Here is a new attempt at an example. I prefer to denote the $1$-dimensional module for $G$ over the field of order $2$ with trivial action by $T$ rather than by ${\mathbb Z}_2$, which is used with too many different meanings.
So now we are just looking for an example in which the induced map $H^2(G,M) \to H^2(G,T)$ is nonzero
Let $G = C_4 \times C_2$ be the direct product of cyclic groups of orders $4$ and $2$, with the direct factors generated by elements $g$ and $h$, and define $\pi$ by $\pi(g) = 1$ and $\pi(h) = 0$.
I prefer to describe the example in terms of group extensions rather than cocycles, but I can calculate a corresponding $2$-cocycle if you like.
Consider the group defined by the following presentation. (I am putting it in Magma format for ease of cutting and pasting.)

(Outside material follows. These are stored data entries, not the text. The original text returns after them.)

PR #35, opened 2016-05-12
Added parallel node search apoc.search.node*

kvegter:
Michael,

Sorry for the extra readme.adoc commits. I first updated the readme.adoc locally. do you have a good adoc editor client?


jexp:
I just use any text editor, IntelliJ also has an AsciiDoctor plugin and Atom and Sublime too.

PR #47, opened 2016-05-22
Fix the partitioning logic in mapParallel partitionSubList

ADTC:
The original partitioning logic is wrong and causes `AssertionError` when doing `testMapParallel`. The fix is to get ceiling of the quotient so that the partitions will always cover the total number of items in the list. In addition, the `subList` call had to include another `Math.min` call to avoid `IndexOutOfBoundsException`.

**Example:**
Total: 1000
Partitions: 400

_Incorrect batch size logic:_ 1000/400 = (int)2
With each batch having 2 list elements, the `subList` can only reach up to (2*400=) 800 elements.

_Correct batch size logic:_ 1000/400 = 2.5; ceiling of 2.5 = 3
With each batch having 3 list elements, the `subList` can reach up to (3*400=) 1200 elements, enough to cover the total of 1000 elements in the list.

### DIFF
--- a/src/main/java/apoc/cypher/Cypher.java
+++ b/src/main/java/apoc/cypher/Cypher.java
@@ -186,9 +186,9 @@ public class Cypher {
     public Stream<List<Object>> partitionSubList(@Name("list") List<Object> data, int partitions) {
         List<Object> list = new ArrayList<>(data);
         int total = list.size();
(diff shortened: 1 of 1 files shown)


ADTC:
Yay! Build success!

jexp:
Merged manually, thanks

PR #49, opened 2016-05-25
Added new Gradle task to run asciidoctor and build the index.html file

ADTC:
The additional copy task is necessary as asciidoctor cannot directly output to the root of the project in a Windows system due to [file locking](https://discuss.gradle.org/t/error-with-a-copy-task-on-windows/1803/4). Having it output to a build folder then copying from there ensures that the task will run in any system.

*Removed the shell script, as it's no longer needed.*

Note that the index.html is 100% generated by asciidoctor

### DIFF
--- a/build.gradle
+++ b/build.gradle
@@ -9,21 +9,21 @@ description = """neo4j-apoc-procedures"""
 sourceCompatibility = 1.8
 targetCompatibility = 1.8
 
-
-
 repositories {
-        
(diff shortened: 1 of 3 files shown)


ADTC:
Note that the task name is `asciidoctor`, under the `documentation` task group. On Windows: `gradlew.bat asciidoctor` and on Linux: `./gradlew asciidoctor`

PR #50, opened 2016-05-30
Wcc general

tommichiels:
Hi, 

This is my first attempt to create a neo4j stored procedure. I recycled some work from @SaschaPeukert . This is not the multithreaded approach and I only implemented the Weak Connected Component version very simplified. 
Hope this can help some people. Remarks are welcome? Are there any style guides we need to follow.


ikwattro:
@tommichiels Thanks a lot for your contribution.

a) I think in general it makes sense to return `NodeResult` objects rather than simply `Long`s, in this we can reuse the nodes in further parts of the query without doing another lookup by id.

b) please check build failure due to the newly added dependency.

Thanks again !

tommichiels:
Ok I will fix the return type.

jexp:
Why not multithreaded?

For adding a high-performance collection library, we should make a conscious decision.

Neo4j also has it's own primitive-collections, which I would want to try first.

src/main/java/apoc/algo/WeaklyConnectedComponents.java
```diff
@@ -0,0 +1,105 @@
...
+
+	@Context
+	public Log log;
+
+	@Procedure("apoc.algo.wcc")
+	@Description("CALL apoc.algo.wcc() YIELD number of weakly connected components")
+	public Stream<LongResult> wcc() {
+		try {
+			long componentID = 0;
+			ResourceIterator<Node> nodes = db.getAllNodes().iterator();
```
jexp: I would probably prefer kernel-API here

src/main/java/apoc/algo/WeaklyConnectedComponents.java
```diff
@@ -0,0 +1,105 @@
...
+			String errMsg = "Error encountered while calculating weakly connected components";
+			log.error(errMsg, e);
+			throw new RuntimeException(errMsg, e);
+		}
+	}
+
+	private LongHashSet go(Node node, Direction direction) {
+
+		LongHashSet visitedIDs = new LongHashSet();
+		List<Node> frontierList = new LinkedList<>();
```
jexp: why not a LongHashset too?

src/main/java/apoc/algo/WeaklyConnectedComponents.java
```diff
@@ -0,0 +1,105 @@
...
+					continue;
+				}
+				visitedIDs.add(child.getId());
+				frontierList.add(child);
+			}
+		}
+		return visitedIDs;
+	}
+
+	private List<Node> getConnectedNodeIDs(Node node, Direction dir) {
```
jexp: inline this loop, it doesn't make sense to create a list first and then iterate over that again

src/main/java/apoc/algo/WeaklyConnectedComponents.java
```diff
@@ -0,0 +1,105 @@
...
+		List<Node> it = new LinkedList<Node>();
+		RelationshipType types = RelationshipType.withName("LINK");
```
jexp: this rel-type should not be hard-coded, but either free, or configurable, see PathExplorer and Dijkstra/A*

src/main/java/apoc/algo/WeaklyConnectedComponents.java
jexp: should it do all nodes, or should the labels be configurable?

src/main/java/apoc/algo/WeaklyConnectedComponents.java
```diff
@@ -0,0 +1,105 @@
...
+					componentID++;
+
+				} catch (NoSuchElementException e) {
+					break;
+				}
+				it = allNodes.iterator();
+			}
+			return Stream.of(new LongResult(componentID));
+		} catch (Exception e) {
+			String errMsg = "Error encountered while calculating weakly connected components";
```
jexp: should probably also provide the inputs, which exceptions can actually occur?

src/main/java/apoc/algo/WeaklyConnectedComponents.java
```diff
@@ -0,0 +1,105 @@
...
+					LongHashSet reachableIDs = go(db.getNodeById(n), Direction.BOTH);
+					allNodes.removeAll(reachableIDs);
+					componentID++;
+
+				} catch (NoSuchElementException e) {
+					break;
+				}
+				it = allNodes.iterator();
+			}
+			return Stream.of(new LongResult(componentID));
```
jexp: this result doesn't make sense.
it should return a a stream of result with either
* a component and a list of nodes for this component
* a component and a list of node-ids for this component
* a node and it's component-id
* a node-id and its component-id

jexp: Alternatively it could directly set the component-id as a property (configurable) on those nodes. then it would need `@PerformsWrites` annotation

src/test/java/apoc/algo/WeaklyConnectedComponentsTest.java
```diff
@@ -0,0 +1,126 @@
...
+import static org.junit.Assert.assertFalse;
+import static org.junit.Assert.assertTrue;
+
+public class WeaklyConnectedComponentsTest {
+	
+	private static GraphDatabaseService db;
+	// TODO refactor in multiple execute statements dirty workaround
+	public static final String CC_GRAPH =
+            "CREATE (:Node:Record { name : 'A' })  "+
+            "WITH count(*) as dummy " +
```
jexp: you don't need the WITH's
FOREACH (name IN ['A',....'Z'] | CREATE (:Node:Record {name:name}))

src/test/java/apoc/algo/WeaklyConnectedComponentsTest.java
```diff
@@ -0,0 +1,126 @@
...
+	// ==========================================================================================
+
+	@Test
+	public void shouldReturnExpectedResultCountWhenUsingWeaklyConnectedWithEmptyDb() {
+		assertExpectedResult(0L, "CALL apoc.algo.wcc()");
+	}
+
+	@Test
+	public void shouldReturnExpectedResultCountWhenUsingWeaklyConnected() {
+		db.execute(CC_GRAPH).close();
```
jexp: this should happen in setup, as the setup is static, you probably want to make the setup non-static here

src/test/java/apoc/algo/WeaklyConnectedComponentsTest.java
```diff
@@ -0,0 +1,126 @@
...
+		assertExpectedResult(5L, "CALL apoc.algo.wcc()");
+	}
+
+	private void assertExpectedResult(Long expectedResultCount, String query) {
+		TestUtil.testResult(db, query, (result) -> {
+			Object value = result.next().get("value");
```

E := Group< g, h, a, b | g^4=a*b, h^2=a^2=b^2=1, a^g=b, b^g=a,
a^h=a, b^h=b, a*b=b*a, h^g=h*a >;
You can check by computer that $|E|=32$ (it is $\mathtt{SmallGroup}(32,7))$, and you can see directly from the presentation that it is an extension of $M$ by $G$ with the prescribed induced module action of $G$ on $M$.
Now the extension corresponding to the image of the corresponding element of $H^2(G,M)$ under the induced map $H^2(G,M) \to H^2(G,T)$ is
Group< g, h, t | g^4=1, h^2=t^2=1, t^g=t, t^h=t, h^g=h*t >;
which defines a nonabelian group of order $16$, so it cannot be the split extension of $T$ by $G$.
There is a similar example with $G$ dihedral of order $8$.